Socat new DH modulus posted February 2016

On February 1st 2016, a security advisory was posted to Openwall by a Socat developer: Socat security advisory 7 - Created new 2048bit DH modulus

In the OpenSSL address implementation the hard coded 1024 bit DH p parameter was not prime. The effective cryptographic strength of a key exchange using these parameters was weaker than the one one could get by using a prime p. Moreover, since there is no indication of how these parameters were chosen, the existence of a trapdoor that makes possible for an eavesdropper to recover the shared secret from a key exchange that uses them cannot be ruled out.
A new prime modulus p parameter has been generated by Socat developer using OpenSSL dhparam command.
In addition the new parameter is 2048 bit long.

This is a pretty weird message with a Juniper feeling to it.

Socat's README tells us that you can use their free software to setup an encrypted tunnel for data transfer between two peers.

Looking at the commit logs you can see that they used a 512 bits Diffie-Hellman modulus until last year (2015) january when it was replaced with a 1024 bits one.

Socat did not work in FIPS mode because 1024 instead of 512 bit DH prime is required.
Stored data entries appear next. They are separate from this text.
PR #326, opened 2018-04-14
added XX and YY pol capability to uvbeam.get_beam_areas

nkern:
a small addition to allow for 'XX' and 'YY' beam power area integrals for `UVBeam`, which we need in `hera_pspec`. should be a quick review..

### DIFF
--- a/pyuvdata/uvbeam.py
+++ b/pyuvdata/uvbeam.py
@@ -1019,24 +1019,11 @@ class UVBeam(UVBase):
         self.__add__(other, inplace=True)
         return self
 
-    def get_beam_area(self, stokes='pseudo_I'):
+    def _get_beam(self, stokes):
         """
-        Computes the integral of the beam, which has units of steradians
-
-        Currently, only the "pseudo Stokes I" beam is supported.
-        See Equations 4 and 5 of Moore et al. (2017) ApJ 836, 154
-        or arxiv:1502.05072 for details.
+        Get the healpix beam map corresponding to the specififed stokes polarization,
+        'pseudo_I', 'pseudo_Q', etc., or linear dipole polarization, 'XX', 'YY', etc.
         """
-        if self.beam_type != 'power':
-            raise ValueError('beam_type must be power')
-        if self._data_normalization.value != 'peak':
-            raise ValueError('beam must be peak normalized')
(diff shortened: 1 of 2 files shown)


pyuvdata/uvbeam.py
```diff
@@ -1019,12 +1019,46 @@ def __iadd__(self, other):
         self.__add__(other, inplace=True)
         return self
 
+    def _get_beam(self, stokes):
+        """
+        Get the healpix beam map corresponding to the specififed stokes polarization,
```
bhazelton: It doesn't look to me like this is specific to HEALPix beams. If it is, you should add a check that errors if this is called on a non-HEALPix beam

pyuvdata/uvbeam.py
```diff
@@ -1019,12 +1019,46 @@ def __iadd__(self, other):
...
+                yy_ind = np.where(np.isin(pol_array, -6))[0][0]
+                beam = self.data_array[0, 0, yy_ind]
+            else:
+                raise ValueError('Do not have the right polarization information')
+        else:
+            raise NotImplementedError("Stokes {} not yet implemented...".format(stokes))
+
+        return beam
+
     def get_beam_area(self, stokes='pseudo_I'):
```
bhazelton: I would favor renaming the 'stokes' option to something like 'polarization' or 'polarization_name' because 'xx' and 'yy' are not stokes types, they're polarization types.

bhazelton:
@nkern can you rebase this on master? I think that'll fix the Travis issues.

nkern:
yup! i'll rebase it and address your comments some point this evening

pyuvdata/uvbeam.py
nkern: I agree, and I also think that we should not use 'pseudo_I' or 'pseudo_Q' etc. because it is not consistent with the utils.polstr2num convention we have already adopted within `pyuvdata` and within `hera_cal`. Although I appreciate the philosophy behind making the "pseudo" distinction, I think it makes things unnecessarily complicated and not self-consistent. What are your thoughts?

bhazelton: hmm... I hear what you're saying but I'm very sensitive to the confusion between stokes and pseudo-stokes. Let me talk to a few other people.

PR #331, opened 2018-05-02
change all uses of Stokes to pseudo-Stokes

bhazelton:


pyuvdata/beamfits.py
```diff
@@ -128,8 +128,13 @@ def read_beamfits(self, filename, run_check=True, check_extra=True,
                 self.data_array = np.squeeze(complex_arrs[0] + 1j * complex_arrs[1], axis=0)
             else:
                 self.data_array = data
+
+            # Note: This axis is called STOKES by analogy with the equivilent uvfits axis
+            # However, this confusing because it is NOT a true Stokes axis,
```
adampbeardsley: Couple typos: equivilent -> equivalent; "this confusing" -> "this is confusing"

pyuvdata/beamfits.py
```diff
@@ -449,8 +454,11 @@ def write_beamfits(self, filename, run_check=True, check_extra=True,
             else:
                 pol_spacing = 1
 
+            # Note: This axis is called STOKES by analogy with the equivilent uvfits axis
+            # However, this confusing because it is NOT a true Stokes axis,
```
adampbeardsley: Same typos

pyuvdata/beamfits.py
bhazelton: thanks, fixing them now

pyuvdata/beamfits.py
bhazelton: thanks, fixing them now

bhazelton:
I'm a little worried about the downstream affect on users, but I think that these are only recently being used, so maybe we can make this change quickly and not affect too many people? That's part of why I asked @nkern to look at this too. I'm just very reluctant to be a source of more confusion about this going forward...

nkern:
I think a good compromise would be to have `polnum2str` map from `1 -> pI`, but support compatibility in `polstr2num` (as Adam suggested) to do both `pI -> 1` and `I -> 1`, to support users who have adopted that convention.

bhazelton:
Ok , that sounds reasonable @nkern, I'll make that change

pyuvdata/utils.py
```diff
@@ -315,14 +315,15 @@ def fits_indexhdus(hdulist):
...
+    Use 'pI', 'pQ', 'pU' and 'pV' to make it clear that these are pseudo-Stokes, not true Stokes
 
     Args:
         pol: polarization string
 
     Returns:
         Number corresponding to string
     """
-    poldict = {'I': 1, 'Q': 2, 'U': 3, 'V': 4,
+    poldict = {'PI': 1, 'PQ': 2, 'PU': 3, 'PV': 4,
```
nkern: this is supposed to be lower case on the `p`, no?

nkern: ah, is this b/c you do `pol.upper()` before passing through to the dictionary?

bhazelton: Yes, but the way the `polstr2num` function handles case insensitivity is to make them all upper case. I decided case-insensitivity was a good thing for `polstr2num`, but I used lowercase `p` for `polnum2str`.

nkern: ok makes sense. i'm fine w/ this then.

bhazelton: I can add a comment to that effect...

Thanks to Zhigang Wang for reporting and sending a patch.

The person who pushed the commit is Gerhard Rieger who is the same person who fixed it a year later. In the comment he refers to Zhigang Wang, an Oracle employee at the time who has yet to comment on his mistake.

The new DH modulus

There are a lot of interesting things to dig into now. One of them is to check if the new parameter was generated properly.

It is a prime. Hourray! But is it enough?

It usually isn't enough. The developper claims having generated the new prime with openssl's dhparam command (openssl dhparam 2048 -C), but is it enough? Or even, is it true?

To get the order of the DH group, a simple \(p - 1\) suffice (\(p\) is the new modulus here). This is because \(p\) is prime. If it is not prime, you need to know its factorization. This is why the research on the previous non-prime modulus is slow... See Thai Duong's blogpost here, the stackexchange question here or reddit's thread.

Now the order is important, because if it's smooth (factorable into "small" primes) then active attacks (small subgroup attacks) and passive attacks (Pohlig-Hellman) become possible.

So what we can do, is to try to factor the order of this new prime.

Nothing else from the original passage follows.